I’ve engaged and debated a wild variety of interesting, knowledgeable and cool people who have contributed to the site by commenting and asking questions. I write to discover. I write to expose myself to unseen dimensions of reality. But mostly I write because I like engaging with other people. I am thankful for your continued engagement and continued support, especially those who choose to disagree with me.

Today, I present a couple of brief retrospectives.

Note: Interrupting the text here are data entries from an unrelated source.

PR #533, opened 2021-10-22
Package config with Find module wrappers

### LINKED ISSUE #370: Add occa-config.cmake to CMake
Providing `find_package` in config mode following https://cmake.org/cmake/help/latest/command/find_package.html#full-signature-and-config-mode should make it easier for users of occa to integrate it into their own CMake configuration.

AljenU:
Closes #370.

Generate a CMake package file that can be loaded by downstream projects using the find_package(occa) command.

It should even make it relocatable, though that has not been tested yet.


noelchalmers (changes requested):
Works with HIP and OpenCL on the AMD side after small fix

noelchalmers:
Great work on this BTW. This is pretty slick :fire: :fire:

noelchalmers (approved):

First, my ten most-read posts in the last year:

  1. Krugman, Diocletian & Neofeudalism
  2. Spreading the Wealth Around
  3. The Absurdity of NATO
  4. Why is the Fed Not Printing Like Crazy?
  5. Gold’s Value Today
  6. President Choomwagon
  7. Judge Katherine Forrest is a Modern American Hero
  8. America Priced in Gold
  9. Enter the Swan
  10. Krugman Calls For Alien Invasion?

Second, ten posts that didn’t get quite as much attention and deserve a little more:

  1. Why QE Didn’t Cause Hyperinflation
  2. Does Jamie Dimon Even Know What Hedging Risk Is?
  3. Double or Nothing: How Wall Street is Destroying Itself
  4. Groupon: Unsustainable Parasite?
  5. Job Creation 101
  6. Iran Did 9/11?
  7. The Treasury Bubble in One Graph
  8. Zombie Economics
  9. The Problem With Military Keynesianism
  10. Austerity & Extremism

Finally, here’s my (so-far) only ever radio interview:

Peace, y’all.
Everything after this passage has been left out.